魏氏知道眼前的庶女自小懂事乖巧,無需自己費太多心思,如今見她聽完生母舊事竟然這般平靜,心底莫名覺得愈發看不透她,既有對陳秀的内疚之情,又有對陸萸未來的擔憂。
女孩子擁有這樣隐忍的性子,隻怕是要吃太多苦的。
陸萸見魏氏怔怔地看着自己不回話,反而安慰道:“故人已逝,母親當往前看。

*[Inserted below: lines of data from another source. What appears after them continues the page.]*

PR #1818, opened 2024-10-29
SNOW-1772200 Convert templates in artifacts when converting PDF from v1 to v2

sfc-gh-fcampbell:
### Pre-review checklist

### Changes description
When running `snow helpers v1-to-v2`, the structure of the project definition changes, and so does the structure of the template context. If artifacts are using the `templates` processor, the files could have references to v1 fields, like `ctx.native_app.stage`, for example. These references would then be invalid after the v2 conversion, since the template context now only has data about v2 entities. We therefore need to convert these template references to the equivalent v2 references using information from the conversion process. We don't convert `ctx.env.` or `fn.` references since those don't change from v1 to v2.

### DIFF
--- a/src/snowflake/cli/api/project/definition_conversion.py
+++ b/src/snowflake/cli/api/project/definition_conversion.py
@@ -490,6 +490,7 @@ def _convert_templates_in_files(
         # and if we're doing a permanent conversion. If we're doing an in-memory conversion,
         # the CLI global template context is already populated with the v1 definition, so
         # we don't want to convert the v1 template references in artifact files
+        metrics.set_counter_default(CLICounterField.TEMPLATES_PROCESSOR, 0)
         if not in_memory and any(
             processor.name == TEMPLATES_PROCESSOR
             for artifact in pkg_model.artifacts
--- a/src/snowflake/cli/api/project/definition_conversion.py
+++ b/src/snowflake/cli/api/project/definition_conversion.py
@@ -1,6 +1,9 @@
 from __future__ import annotations
 
 import logging
+import shutil
+import tempfile
+from copy import deepcopy
 from pathlib import Path
 from tempfile import TemporaryDirectory, mkstemp
 from typing import Any, Dict, Literal, Optional
@@ -8,6 +11,12 @@ from typing import Any, Dict, Literal, Optional
 from click import ClickException
 from snowflake.cli._plugins.nativeapp.artifacts import (
     BundleMap,
+    symlink_or_copy,
+)
+from snowflake.cli._plugins.nativeapp.bundle_context import BundleContext
+from snowflake.cli._plugins.nativeapp.codegen.compiler import TEMPLATES_PROCESSOR
+from snowflake.cli._plugins.nativeapp.codegen.templates.templates_processor import (
+    TemplatesProcessor,
 )
 from snowflake.cli._plugins.nativeapp.entities.application_package import (
     ApplicationPackageEntityModel,
@@ -46,6 +55,7 @@ from snowflake.cli.api.project.schemas.v1.snowpark.snowpark import Snowpark
 from snowflake.cli.api.project.schemas.v1.streamlit.streamlit import Streamlit
 from snowflake.cli.api.rendering.jinja import get_basic_jinja_env
 from snowflake.cli.api.utils.definition_rendering import render_definition_template
+from snowflake.cli.api.utils.dict_utils import deep_merge_dicts
 
 log = logging.getLogger(__name__)
 
@@ -107,7 +117,7 @@ def convert_project_definition_to_v2(
         if definition_v1.streamlit
         else {}
     )
-    native_app_data = (
+    native_app_data, native_app_template_context = (
         convert_native_app_to_v2_data(
             project_root, definition_v1.native_app, template_context
         )
@@ -137,7 +147,15 @@ def convert_project_definition_to_v2(
 
     # If the user's files have any template tags in them, they
     # also need to be migrated to point to the v2 entities
-    _convert_templates_in_files(project_root, definition_v1, definition_v2, in_memory)
+    replacement_template_context = deepcopy(template_context) or {}
+    deep_merge_dicts(replacement_template_context, native_app_template_context)
+    _convert_templates_in_files(
+        project_root,
+        definition_v1,
+        definition_v2,
+        in_memory,
+        replacement_template_context,
+    )
 
     return definition_v2
 
@@ -246,7 +264,7 @@ def convert_native_app_to_v2_data(
     project_root: Path,
     native_app: NativeApp,
     template_context: Optional[Dict[str, Any]] = None,
-) -> Dict[str, Any]:
+) -> tuple[dict[str, Any], dict[str, Any]]:
     def _make_meta(obj: Application | Package):
         meta = {}
         if obj.role:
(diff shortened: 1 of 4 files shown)


src/snowflake/cli/api/project/definition_conversion.py
```diff
@@ -380,33 +449,118 @@ def _convert_templates_in_files(
...
+            )
+
+            converted_post_deploy_hooks = _convert_package_script_files(
+                project_root, pkg.scripts, pkg_model, in_memory
+            )
+            if pkg_model.meta is None:
+                pkg_model.meta = MetaField()
+            if pkg_model.meta.post_deploy is None:
+                pkg_model.meta.post_deploy = []
+            pkg_model.meta.post_deploy += converted_post_deploy_hooks
```
sfc-gh-fcampbell, line 563: this hasn't changed, it's just an indentation change

src/snowflake/cli/api/project/definition_conversion.py
```diff
@@ -380,33 +450,118 @@ def _convert_templates_in_files(
...
+                    bundle_root=project_root / pkg_model.bundle_root,
+                    deploy_root=deploy_root,
+                    generated_root=(
+                        project_root / deploy_root / pkg_model.generated_root
+                    ),
+                )
+                template_processor = TemplatesProcessor(bundle_ctx)
+                for artifact in na.artifacts:
+                    for processor in artifact.processors:
+                        if processor.name == TEMPLATES_PROCESSOR:
```
sfc-gh-mchok, line 518: If we're inside the outer if block that checks if the templates processor is present, why do we need this loop and the check again?

src/snowflake/cli/api/project/definition_conversion.py
```diff
@@ -380,33 +450,118 @@ def _convert_templates_in_files(
...
+        # We only convert files on-disk if the "templates" processor is used in the artifacts
+        # and if we're doing a permanent conversion. If we're doing an in-memory conversion,
+        # the CLI global template context is already populated with the v1 definition, so
+        # we don't want to convert the v1 template references in artifact files
+        if not in_memory and any(
+            processor.name == TEMPLATES_PROCESSOR
+            for artifact in pkg_model.artifacts
+            for processor in artifact.processors
+        ):
+            metrics.set_counter(CLICounterField.TEMPLATES_PROCESSOR, 1)
```
sfc-gh-mchok, line 498: I don't think I see anything that would set this to 0 in the case where we don't invoke the template processor in the conversion? In that case maybe I would turn the expression in the if statement into a boolean and pass that as 0/1 to set_counter

sfc-gh-mchok:
I like the idea of re-using the template processor to convert templates in files 🙂 

The only thing I would say is that the logic seems brittle in the sense that it's reconstructing some of our implementation details/logic e.g. with bundling, so if that ever changes then this might have to be updated as well. If we're fine with that then I think LGTM

src/snowflake/cli/api/project/definition_conversion.py
sfc-gh-fcampbell: yeah that's correct, the first check bypasses everything if none of the artifacts use the templates processor, this check makes us apply the processor to only the artifacts that have opted-in to it (since other artifact entries may have files with tags that they don't want templated)

src/snowflake/cli/api/project/definition_conversion.py
sfc-gh-fcampbell: yeah i could do that. i think i just copied this from the prod code

sfc-gh-mchok: In the other commands we have the set_counter_defaults in `compile_artifacts` which is called when bundling, but that doesn't happen here I don't think since we're manually building the bundle map etc.

src/snowflake/cli/api/project/definition_conversion.py
sfc-gh-mchok: small nit then is that maybe we can build the list of artifacts that opted-in to the processor, then in the check we can make sure that's not empty, and loop over it for the conversion

(e.g. something like `[artifact for artifact in pkg_model.artifacts for processor in artifact.processors if processor.name == TEMPLATES_PROCESSOR]`)

to reduce the nesting a bit and make it easier to reason about, wdyt?

sfc-gh-fcampbell: yeah i can do that

sfc-gh-fcampbell:
Yeah that's a fair point. I originally had a more bare-bones approach of manually templating each file, but I decided to re-use the TemplatesProcessor since it encapsulates most of what I was doing anyways, making the implementation simpler. The rest of the glue code is indeed lifted from the main CLI implementation since the processor makes some assumptions about the state of files on disk (since it's normally called after bundling artifacts).

sfc-gh-mchok:
That makes sense, so it's just a side effect of how we've coupled our business logic and processing

I'm good with the approach then, but it might be helpful to get a second pair of eyes 🙂

sfc-gh-mchok:
> Yeah that's a fair point. I originally had a more bare-bones approach of manually templating each file, but I decided to re-use the TemplatesProcessor since it encapsulates most of what I was doing anyways, making the implementation simpler. The rest of the glue code is indeed lifted from the main CLI implementation since the processor makes some assumptions about the state of files on disk (since it's normally called after bundling artifacts).

That makes sense, so it's just a side effect of how we've coupled our business logic and processing

I'm good with the approach then, but it might be helpful to get a second pair of eyes 🙂

sfc-gh-mchok (dismissed):

src/snowflake/cli/api/project/definition_conversion.py
```diff
@@ -380,33 +450,119 @@ def _convert_templates_in_files(
...
+                        if src.is_dir():
+                            continue
+                        # We call the implementation directly instead of calling process()
+                        # since we need access to the BundleMap to copy files anyways
+                        template_processor.expand_templates_in_file(
+                            src, dest, replacement_template_context
+                        )
+                        # Copy the expanded file back to its original source location if it was modified
+                        if not dest.is_symlink():
+                            shutil.copyfile(dest, src)
```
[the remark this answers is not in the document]
sfc-gh-fcampbell: we always want to copy the destination back to the source, but if it's a symlink we can't because it's the same file, so we only need to do it if it's not a symlink. If we stop using symlinks, the `if` check will pass and the copy will still happen

src/snowflake/cli/api/project/definition_conversion.py
```diff
@@ -380,33 +450,119 @@ def _convert_templates_in_files(
...
+                    bundle_map.add(artifact)
+
+                    for src, dest in bundle_map.all_mappings(
+                        absolute=True, expand_directories=False
+                    ):
+                        # Copy the mapping from the source root to the deploy root,
+                        # since the processor expects the artifacts to have
+                        # already been bundled (we can't call build_bundle() since it
+                        # checks that the deploy_root is a child of the project_root,
+                        # which isn't the case here)
```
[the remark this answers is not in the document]
sfc-gh-fcampbell: I didn't want to modify any app code, but if that's preferable, I can do it

src/snowflake/cli/api/project/definition_conversion.py
```diff
@@ -380,33 +450,119 @@ def _convert_templates_in_files(
...
+                        symlink_or_copy(src, dest, deploy_root=deploy_root)
+
+                    for src, dest in bundle_map.all_mappings(
+                        absolute=True, expand_directories=True
+                    ):
+                        if src.is_dir():
+                            continue
+                        # We call the implementation directly instead of calling process()
+                        # since we need access to the BundleMap to copy files anyways
```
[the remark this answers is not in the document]
sfc-gh-fcampbell: it's not really because of the directory, it's because the implementation of `TemplatesProcessor.process()` is just
```python
        get_cli_context().metrics.set_counter(CLICounterField.TEMPLATES_PROCESSOR, 1)

        bundle_map = BundleMap(
            project_root=self._bundle_ctx.project_root,
            deploy_root=self._bundle_ctx.deploy_root,
        )
        bundle_map.add(artifact_to_process)

        for src, dest in bundle_map.all_mappings(
            absolute=True,
            expand_directories=True,
        ):
            self.expand_templates_in_file(src, dest)
```
and since we need access to the `BundleMap` to copy the files back to the source directory, it's simpler to just copy the implementation and add the `copytree` call in the same `for` loop. If we call `.process()`, we'd still have to instantiate the same `BundleMap` and iterate over it again to copy the edited files back

src/snowflake/cli/api/project/definition_conversion.py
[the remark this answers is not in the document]
sfc-gh-fcampbell: updated to re-use parts of `build_bundle`

sfc-gh-turbaszek (approved):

”
她不是陳秀的親生女兒,沒資格替陳秀原諒魏氏,且陳秀賣身為奴,遇到魏氏這般主人後不用擔驚受怕,不用朝不保夕,其實也是幸運的。
陸萸雖來自後世,但不是一個天真爛漫的靈魂,這樣等級森嚴的環境下怎麼可能人人平等?
陳秀去世,魏氏内疚,隻是因為約定的未能兌現,但倘若陳秀活着,後來又生了兒子,估計也隻會兩看相厭。
在魏氏的怨剛萌生之時陳秀驟然離世,反而讓那份主仆之情愈加難忘,這便是距離産生美。
陳秀和女兒已在地下團聚,被陸俞撿了便宜,她能深切體會到這些年魏氏的關愛是真的,沒有敷衍,沒有人前人後兩副面孔,這便夠了。
所以哪怕心裡對陳秀無力與命運抗争感到悲涼,卻也不會對魏氏當年的做法産生怨憤。
她拿起冊子,再次向魏氏深深一拜後,起身離去。
魏氏的心結,需要她自己去解開,旁人無能為力。
回去後,傅母徐氏看到冊子,又與陸萸談起了陳氏。